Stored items
┌──

PR #3327, opened 2026-07-11
ovl export st_update.c and EntityDamageDisplay

Xeeynamo:
This PR comes with tons of small changes to enable future `OVL_EXPORT` work.

```c
#define OVL_EXPORT(x) MYSTAGE_##x
#include <stage.h>
```

moving the inclusion of `stage.h` after `OVL_EXPORT` allows us to use the macro in the common header, further enforcing rules for new overlays to use the macro.

This is part of a bigger effort to enable #3302

EDIT: it seems updating `UpdateStageEntities` triggered a cascade of failures due to collisions. So I am doing the rest now.


sozud (approved):
I skimmed through this because it's gigantic but seems reasonable

Xeeynamo:
> I skimmed through this because it's gigantic but seems reasonable

Sorry about that. Unfortunately it's a bit tricky to maintain those kind of pull requests small. Thanks for reviewing!

PR #3328, opened 2026-07-11
ovl export EntityExplosion, EntityPrizeDrop and friends

Xeeynamo:
Continuation to #3327


src/pc/sotn.c
```diff
@@ -236,9 +235,6 @@ void InitStrings(void) {
     for (int i = 0; i < LEN(g_EnemyDefs); i++) {
         g_EnemyDefs[i].name = AnsiToSotnMenuString(g_EnemyDefs[i].name);
     }
-    for (int i = 0; i < LEN(g_goldCollectTexts); i++) {
```
sozud, line 239: So we don't actually need to convert these?

sozud (approved):

src/pc/sotn.c
Xeeynamo: We do. but we need to come up with a new way to do so. And it will be broken until then.

Either we defer this to `InitStage*()`, and we only convert the strings once, or we adapt the functions that print these. As we wait to decide, I'm excluding this conversion for the time being.

PR #3331, opened 2026-07-11
e_room_bg for RNO0

bismurphy:
This one is a little weird, just like the original NO0.

I really wish splat would allow using C files that are "up a directory" in the src tree. If we could do that then we could do [0xABC, c, ../no0/e_room_bg]. Of course we can change the src path to go up one, but that's clunky because then we have to actively specify the rno0 overlay on every single file.


src/st/rno0/rno0.h
```diff
@@ -6,6 +6,8 @@
 #define STAGE_IS_RNO0
 #include <stage.h>
 
+#include <stage.h>
+
```
Xeeynamo, line 9:
```suggestion
#include <stage.h>
```

duplicated by accident?

bismurphy: I fixed this myself, and then when I rebased I got your fix another time. Not sure why it didn't show up as a conflict. Fixing.

Xeeynamo:
I changed a few things on a PR that just got merged. You'd need to use `OVL_EXPORT(InitializeEntity)` and `OVL_EXPORT(AnimateEntity)`

src/st/rno0/e_room_bg.c
```diff
@@ -1,4 +1,78 @@
...
+u8 anim4[] = {64, 2, 255};
+u8 anim5[] = {64, 47, 255};
+u8 anim6[] = {4, 34, 0};
+u8 anim7[] = {4, 35, 0};
+u8 anim8[] = {4, 36, 0};
+u8 anim9[] = {4, 37, 0};
+u8 anim10[] = {4, 38, 0};
+u8 anim11[] = {4, 39, 0};
+u8 anim12[] = {4, 40, 0};
+u8 anim13[] = {4, 42, 0};
```
gamezter: It won't always cause a mismatch for alignment reasons, but we typically import animations like these with either a `0, 0` terminator or a `0xFF, 0` terminator. `AnimateEntity` always reads 2 bytes every call so the anim array should have size multiple of 2.

Xeeynamo: We should use `POSE_END` and friends for animation arrays

bismurphy: Okay, pulled those in, thanks

Xeeynamo (approved):

bismurphy:
PSP seems to fail with the pose macros.

```
### mwccpsp.exe Compiler:
#      14: {-1, 0}
#   Error:      ^
#   too many initializers
### mwccpsp.exe Compiler:
#      15: {-1, 0}
#   Error:      ^
#   too many initializers
### mwccpsp.exe Compiler:
#      16: {0, 0}
#   Error:     ^
#   too many initializers
### mwccpsp.exe Compiler:
#      17: {0, 0}
#   Error:     ^
#   too many initializers
```

Am I doing something wrong or is this the first time PSP has used this POSE system and we are discovering it is incompatible?

JoshSchreuder:
@bismurphy change type to AnimationFrame, eg.
`AnimationFrame anim1[] = { {64, 2}, POSE_END};`

bismurphy:
> @bismurphy change type to AnimationFrame, eg. `AnimationFrame anim1[] = { {64, 2}, POSE_END};`

Doesn't work. AnimationFrame has members that are u16, but the data I have here is u8. Using AnimationFrame pads every integer out to 2 bytes. So this data which should be `40 02 FF 00` becomes `40 00 02 00 ff ff 00 00`

JoshSchreuder:
Sorry, `AnimateEntityFrame` should work here as the type?

PR #3333, opened 2026-07-11
ovl export st_common

Xeeynamo:
This should be the last large PR that introduces `OVL_EXPORT` to the hottest areas of the code base.

image

This solves the bug where NZ0 could load CEN entities via the colliding `ReplaceBreakableWithItemDrop`. A cascade of functions in `st_common` had to be renamed to make the change working.


sozud (approved):
Just skimmed again ought to be fine

PR #3335, opened 2026-07-12
pc: add overlays support

Xeeynamo:
I am very excited with the introduction of a new overlay system that allows to compile PS1 overlays into individual libraries, and let them load dynamically when required. Exactly as on PS1, PSP and Saturn.

All recent OVL_EXPORT PRs is also reverted (🪦). I should have re-evaluated this route first before committing to OVL_EXPORT.

Apologise @sozud for the massive PRs. You're been kind to keep an eye on this project while I was fluctuating on and off. And thanks @bismurphy, to steer us back to sanity and prevent the proliferation of silly decisions.

EDIT: For reviewing purposes, I'd suggest to review the individual commits past `Revert OVL_EXPORT`.


sozud:
Is this working on Windows? https://github.com/Xeeynamo/sotn-decomp/pull/995#issuecomment-1902026035

JoshSchreuder:
If you need someone with a Windows machine to try anything out let me know

Xeeynamo:
@sozud @JoshSchreuder still WIP, but I got it working on Windows. Please let me know if you have any problems

cmake/gen_export_def.cmake
```diff
@@ -0,0 +1,79 @@
...
+if(NOT OUT)
+    message(FATAL_ERROR "gen_export_def.cmake: OUT not set")
+endif()
+if(NOT DEFINED INPUTS)
+    message(FATAL_ERROR "gen_export_def.cmake: INPUTS not set")
+endif()
+
+set(_symbols "")
+
+foreach(_input ${INPUTS})
```
Xeeynamo, line 23: BTW I could've never done this alone. For transparency, I copied it straight from a coding agent

cmake/gen_export_def.cmake
```diff
@@ -0,0 +1,79 @@
+# Generates a linker .def file that re-exports every defined external symbol
```
sozud, line 1: What are the pros/cons of this being a python script in `tools`? Cmake doesn't seem to be well-suited for this

CMakeLists.txt
```diff
@@ -9,6 +9,12 @@ if (WIN32)
     set(CMAKE_MODULE_PATH ${CMAKE_SOURCE_DIR}/cmake)
 endif()
 
+if (MSVC)
+    # HACK: force DLL CRT to avoid heap corruption
+    cmake_policy(SET CMP0091 NEW)
+    set(CMAKE_MSVC_RUNTIME_LIBRARY "MultiThreadedDLL")
```
sozud: What DLL are we using that's mismatched?

Xeeynamo: With `/MT` (aka CRT statically linked), each EXE or DLL will have their own CRT library embedded to it. That means each resource created in one that holds an internal state (malloc heap, file handles) cannot be passed somewhere else. This is a known issue when sharing DLLs on Windows.

By default, CMake produces executables with /MT and DLLs with /MD. We want to compile both EXE and its DLLs all as `/MD` so they can share the CRT state and avoid unexpected crashes. Especially since SOTN overlays have this issue of bidirectional communication with the main executable.

It's also an opportunity to reduce the file size of the executables. For taking out the debugging runtime library it reduces the EXE size from 9.0MB to 2.6MB. The game has almost 100 overlays between playable characters, stages and weapons. And I can't imagine having the risk of statically linking the runtime library plus the cost of the total size.

cmake/gen_export_def.cmake
Xeeynamo: The only Con I can think of is Python not shipped by default on Windows, and it would be a less dependency to think about for users who just want to build the game themselves. Consider, as today, python is not required at all to build the game on PC. Even the asset extraction is done in Go.

The Pro is that CMake never leaves its own environment to perform this additional task. Since I doubt this file will ever get changed, I'd suggest to leave it as it is.

CMakeLists.txt
sozud: My understanding is that if we force MultiThreadedDLL even for debug builds then we lose the crt debug functionality like heap guard bytes / checks and leak detection, which might be useful for catching the numerous memory corruption issues we have

cmake/gen_export_def.cmake
sozud: Go would also be fine if we require Go on windows. It's not a big deal though to leave it as-is

CMakeLists.txt
Xeeynamo: So you suggest `/MT` for Release/Public builds and `/MD` for Debug/Local builds?

sozud: The point is you want to avoid static linking right? So we could use MultiThreadedDLL for release builds and MultiThreadedDebugDLL for debug builds

Xeeynamo: Okay it's clear. I agree with that :+1:

Xeeynamo: solved in bd93e2b

src/st/nz0/e_subweapon_container.c
JoshSchreuder: If we're ifdefing this code anyway I think we should remove this hack, since it was just relying on compiler behaviour to optimise out stuff?

Xeeynamo: I was thinking about it. Thanks for validating that. I went a step further and made this: df5c683

EDIT: it apparently fails, so I had to remove the `USE_PLAYER_MARIA`: 6ec4989

JoshSchreuder:
Have checked on Windows and this works for me, builds the main executable with overlays as separate DLLs
image

Was able to run it and progress through title screen to prologue, and also jumping in directly to CEN overlay with no issues

JoshSchreuder (approved):

Xeeynamo:
I'll wait a second approval (cc @sozud) since this is a quite big change

sozud (approved):
This seems to work on mac, I haven't tested the other platforms. Sound effects seem to be regressed but I was able to load and play wrp/nz0/cen.

PR #3346, opened 2026-07-15
Fix erroneous data split in `st_update` across few overlays

JoshSchreuder:
Something random I noticed while doing the most recent overlay imports


src/st/st_update.h
```diff
@@ -1,13 +1,11 @@
 // SPDX-License-Identifier: AGPL-3.0-or-later
 #include <game.h>
 
-#if !defined(STAGE_IS_CAT) && !defined(STAGE_IS_NZ1) &&                        \
-    !defined(STAGE_IS_ARE) && !defined(STAGE_IS_RARE) &&                       \
-    !defined(STAGE_IS_RNO3) && !defined(STAGE_IS_RCEN)
+// NOTE: take care here, this may appear merged with the end of the previous
+// data split but should reside here!
 static u16 unused[] UNUSED = {
```
JoshSchreuder, line 6: Since this was merged with all different splits data depending on the overlay, it's clear it actually should reside here

sozud (approved):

└──

• _WHAT YOU ARE ASKED TO DO_
Each line of the data that contains "recent" belongs in the answer.

• _ANSWER SPACE_
All recent OVL_EXPORT PRs is also reverted (🪦). I should have re-evaluated this route first before committing to OVL_EXPORT.
Something random I noticed while doing the most recent overlay imports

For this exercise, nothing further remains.